An exact copy of the whole listing is required.

-----

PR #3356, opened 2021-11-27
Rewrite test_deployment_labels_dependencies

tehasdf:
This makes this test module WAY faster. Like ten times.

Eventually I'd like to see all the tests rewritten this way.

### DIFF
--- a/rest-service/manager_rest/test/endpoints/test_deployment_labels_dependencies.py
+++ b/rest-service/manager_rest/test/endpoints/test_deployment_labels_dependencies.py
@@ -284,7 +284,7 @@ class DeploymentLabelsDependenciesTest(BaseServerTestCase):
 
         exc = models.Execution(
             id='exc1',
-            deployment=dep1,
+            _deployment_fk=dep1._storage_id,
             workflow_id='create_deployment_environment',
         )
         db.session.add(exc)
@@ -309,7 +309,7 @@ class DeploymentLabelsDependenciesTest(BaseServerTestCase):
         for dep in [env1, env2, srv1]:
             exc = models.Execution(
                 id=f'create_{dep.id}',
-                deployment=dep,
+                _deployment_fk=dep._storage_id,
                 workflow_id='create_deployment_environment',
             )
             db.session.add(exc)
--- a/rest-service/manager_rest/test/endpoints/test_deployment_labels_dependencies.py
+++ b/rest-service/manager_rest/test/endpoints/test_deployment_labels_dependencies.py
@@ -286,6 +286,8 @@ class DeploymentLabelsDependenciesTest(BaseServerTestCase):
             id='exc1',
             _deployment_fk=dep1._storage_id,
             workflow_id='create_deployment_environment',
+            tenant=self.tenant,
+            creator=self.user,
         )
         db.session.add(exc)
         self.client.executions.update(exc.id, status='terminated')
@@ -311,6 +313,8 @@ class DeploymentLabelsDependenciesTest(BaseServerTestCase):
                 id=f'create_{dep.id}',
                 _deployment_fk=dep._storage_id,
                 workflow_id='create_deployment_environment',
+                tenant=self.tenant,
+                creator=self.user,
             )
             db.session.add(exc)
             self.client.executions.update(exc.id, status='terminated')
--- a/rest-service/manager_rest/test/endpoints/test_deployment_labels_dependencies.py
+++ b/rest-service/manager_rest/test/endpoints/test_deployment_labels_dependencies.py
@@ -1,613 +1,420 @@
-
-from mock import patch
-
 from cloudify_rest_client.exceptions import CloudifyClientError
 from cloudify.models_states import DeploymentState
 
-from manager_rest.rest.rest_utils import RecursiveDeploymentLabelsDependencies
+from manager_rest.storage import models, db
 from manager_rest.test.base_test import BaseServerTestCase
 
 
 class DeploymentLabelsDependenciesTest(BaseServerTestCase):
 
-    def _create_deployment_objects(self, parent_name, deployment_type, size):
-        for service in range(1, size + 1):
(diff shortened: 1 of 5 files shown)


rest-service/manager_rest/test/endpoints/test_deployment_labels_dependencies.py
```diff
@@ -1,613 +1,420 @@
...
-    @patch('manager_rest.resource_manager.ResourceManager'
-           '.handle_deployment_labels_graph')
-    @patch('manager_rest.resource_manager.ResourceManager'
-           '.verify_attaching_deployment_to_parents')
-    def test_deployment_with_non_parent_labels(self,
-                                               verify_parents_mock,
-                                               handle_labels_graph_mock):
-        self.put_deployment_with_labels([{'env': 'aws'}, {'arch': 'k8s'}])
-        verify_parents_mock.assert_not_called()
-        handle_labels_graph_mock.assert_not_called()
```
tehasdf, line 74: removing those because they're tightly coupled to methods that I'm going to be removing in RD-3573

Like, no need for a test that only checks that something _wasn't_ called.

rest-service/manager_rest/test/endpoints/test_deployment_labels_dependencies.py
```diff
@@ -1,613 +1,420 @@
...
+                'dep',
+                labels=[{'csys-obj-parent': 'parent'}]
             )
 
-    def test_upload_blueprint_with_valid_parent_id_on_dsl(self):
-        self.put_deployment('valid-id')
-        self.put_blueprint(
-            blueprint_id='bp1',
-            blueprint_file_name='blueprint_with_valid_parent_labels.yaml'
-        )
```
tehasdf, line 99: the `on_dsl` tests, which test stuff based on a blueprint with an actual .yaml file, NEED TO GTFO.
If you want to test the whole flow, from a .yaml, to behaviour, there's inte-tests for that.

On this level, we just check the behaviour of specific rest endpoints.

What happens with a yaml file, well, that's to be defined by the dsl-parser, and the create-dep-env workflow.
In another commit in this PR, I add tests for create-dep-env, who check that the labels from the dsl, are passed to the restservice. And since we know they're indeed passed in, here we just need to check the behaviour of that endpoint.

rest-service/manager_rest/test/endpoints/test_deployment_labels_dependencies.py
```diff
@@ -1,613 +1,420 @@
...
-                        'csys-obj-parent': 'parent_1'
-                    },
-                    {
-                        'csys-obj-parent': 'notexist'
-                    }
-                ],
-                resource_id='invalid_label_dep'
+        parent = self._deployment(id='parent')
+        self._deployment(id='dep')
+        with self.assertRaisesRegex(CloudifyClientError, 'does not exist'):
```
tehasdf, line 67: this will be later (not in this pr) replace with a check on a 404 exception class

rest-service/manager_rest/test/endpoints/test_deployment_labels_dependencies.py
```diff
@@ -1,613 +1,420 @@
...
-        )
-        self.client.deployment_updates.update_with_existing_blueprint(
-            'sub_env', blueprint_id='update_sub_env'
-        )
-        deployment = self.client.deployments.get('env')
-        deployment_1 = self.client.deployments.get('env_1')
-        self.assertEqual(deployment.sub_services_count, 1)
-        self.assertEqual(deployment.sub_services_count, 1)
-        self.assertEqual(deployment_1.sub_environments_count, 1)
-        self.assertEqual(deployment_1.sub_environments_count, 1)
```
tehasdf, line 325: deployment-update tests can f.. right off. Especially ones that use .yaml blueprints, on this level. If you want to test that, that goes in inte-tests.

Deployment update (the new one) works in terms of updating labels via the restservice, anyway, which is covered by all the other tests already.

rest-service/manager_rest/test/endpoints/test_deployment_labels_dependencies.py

-----

## Reply to the task:
PR #3356, opened 2021-11-27
Rewrite test_deployment_labels_dependencies

tehasdf:
This makes this test module WAY faster. Like ten times.

Eventually I'd like to see all the tests rewritten this way.

### DIFF
--- a/rest-service/manager_rest/test/endpoints/test_deployment_labels_dependencies.py
+++ b/rest-service/manager_rest/test/endpoints/test_deployment_labels_dependencies.py
@@ -284,7 +284,7 @@ class DeploymentLabelsDependenciesTest(BaseServerTestCase):
 
         exc = models.Execution(
             id='exc1',
-            deployment=dep1,
+            _deployment_fk=dep1._storage_id,
             workflow_id='create_deployment_environment',
         )
         db.session.add(exc)
@@ -309,7 +309,7 @@ class DeploymentLabelsDependenciesTest(BaseServerTestCase):
         for dep in [env1, env2, srv1]:
             exc = models.Execution(
                 id=f'create_{dep.id}',
-                deployment=dep,
+                _deployment_fk=dep._storage_id,
                 workflow_id='create_deployment_environment',
             )
             db.session.add(exc)
--- a/rest-service/manager_rest/test/endpoints/test_deployment_labels_dependencies.py
+++ b/rest-service/manager_rest/test/endpoints/test_deployment_labels_dependencies.py
@@ -286,6 +286,8 @@ class DeploymentLabelsDependenciesTest(BaseServerTestCase):
             id='exc1',
             _deployment_fk=dep1._storage_id,
             workflow_id='create_deployment_environment',
+            tenant=self.tenant,
+            creator=self.user,
         )
         db.session.add(exc)
         self.client.executions.update(exc.id, status='terminated')
@@ -311,6 +313,8 @@ class DeploymentLabelsDependenciesTest(BaseServerTestCase):
                 id=f'create_{dep.id}',
                 _deployment_fk=dep._storage_id,
                 workflow_id='create_deployment_environment',
+                tenant=self.tenant,
+                creator=self.user,
             )
             db.session.add(exc)
             self.client.executions.update(exc.id, status='terminated')
--- a/rest-service/manager_rest/test/endpoints/test_deployment_labels_dependencies.py
+++ b/rest-service/manager_rest/test/endpoints/test_deployment_labels_dependencies.py
@@ -1,613 +1,420 @@
-
-from mock import patch
-
 from cloudify_rest_client.exceptions import CloudifyClientError
 from cloudify.models_states import DeploymentState
 
-from manager_rest.rest.rest_utils import RecursiveDeploymentLabelsDependencies
+from manager_rest.storage import models, db
 from manager_rest.test.base_test import BaseServerTestCase
 
 
 class DeploymentLabelsDependenciesTest(BaseServerTestCase):
 
-    def _create_deployment_objects(self, parent_name, deployment_type, size):
-        for service in range(1, size + 1):
(diff shortened: 1 of 5 files shown)


rest-service/manager_rest/test/endpoints/test_deployment_labels_dependencies.py
```diff
@@ -1,613 +1,420 @@
...
-    @patch('manager_rest.resource_manager.ResourceManager'
-           '.handle_deployment_labels_graph')
-    @patch('manager_rest.resource_manager.ResourceManager'
-           '.verify_attaching_deployment_to_parents')
-    def test_deployment_with_non_parent_labels(self,
-                                               verify_parents_mock,
-                                               handle_labels_graph_mock):
-        self.put_deployment_with_labels([{'env': 'aws'}, {'arch': 'k8s'}])
-        verify_parents_mock.assert_not_called()
-        handle_labels_graph_mock.assert_not_called()
```
tehasdf, line 74: removing those because they're tightly coupled to methods that I'm going to be removing in RD-3573

Like, no need for a test that only checks that something _wasn't_ called.

rest-service/manager_rest/test/endpoints/test_deployment_labels_dependencies.py
```diff
@@ -1,613 +1,420 @@
...
+                'dep',
+                labels=[{'csys-obj-parent': 'parent'}]
             )
 
-    def test_upload_blueprint_with_valid_parent_id_on_dsl(self):
-        self.put_deployment('valid-id')
-        self.put_blueprint(
-            blueprint_id='bp1',
-            blueprint_file_name='blueprint_with_valid_parent_labels.yaml'
-        )
```
tehasdf, line 99: the `on_dsl` tests, which test stuff based on a blueprint with an actual .yaml file, NEED TO GTFO.
If you want to test the whole flow, from a .yaml, to behaviour, there's inte-tests for that.

On this level, we just check the behaviour of specific rest endpoints.

What happens with a yaml file, well, that's to be defined by the dsl-parser, and the create-dep-env workflow.
In another commit in this PR, I add tests for create-dep-env, who check that the labels from the dsl, are passed to the restservice. And since we know they're indeed passed in, here we just need to check the behaviour of that endpoint.

rest-service/manager_rest/test/endpoints/test_deployment_labels_dependencies.py
```diff
@@ -1,613 +1,420 @@
...
-                        'csys-obj-parent': 'parent_1'
-                    },
-                    {
-                        'csys-obj-parent': 'notexist'
-                    }
-                ],
-                resource_id='invalid_label_dep'
+        parent = self._deployment(id='parent')
+        self._deployment(id='dep')
+        with self.assertRaisesRegex(CloudifyClientError, 'does not exist'):
```
tehasdf, line 67: this will be later (not in this pr) replace with a check on a 404 exception class

rest-service/manager_rest/test/endpoints/test_deployment_labels_dependencies.py
```diff
@@ -1,613 +1,420 @@
...
-        )
-        self.client.deployment_updates.update_with_existing_blueprint(
-            'sub_env', blueprint_id='update_sub_env'
-        )
-        deployment = self.client.deployments.get('env')
-        deployment_1 = self.client.deployments.get('env_1')
-        self.assertEqual(deployment.sub_services_count, 1)
-        self.assertEqual(deployment.sub_services_count, 1)
-        self.assertEqual(deployment_1.sub_environments_count, 1)
-        self.assertEqual(deployment_1.sub_environments_count, 1)
```
tehasdf, line 325: deployment-update tests can f.. right off. Especially ones that use .yaml blueprints, on this level. If you want to test that, that goes in inte-tests.

Deployment update (the new one) works in terms of updating labels via the restservice, anyway, which is covered by all the other tests already.

rest-service/manager_rest/test/endpoints/test_deployment_labels_dependencies.py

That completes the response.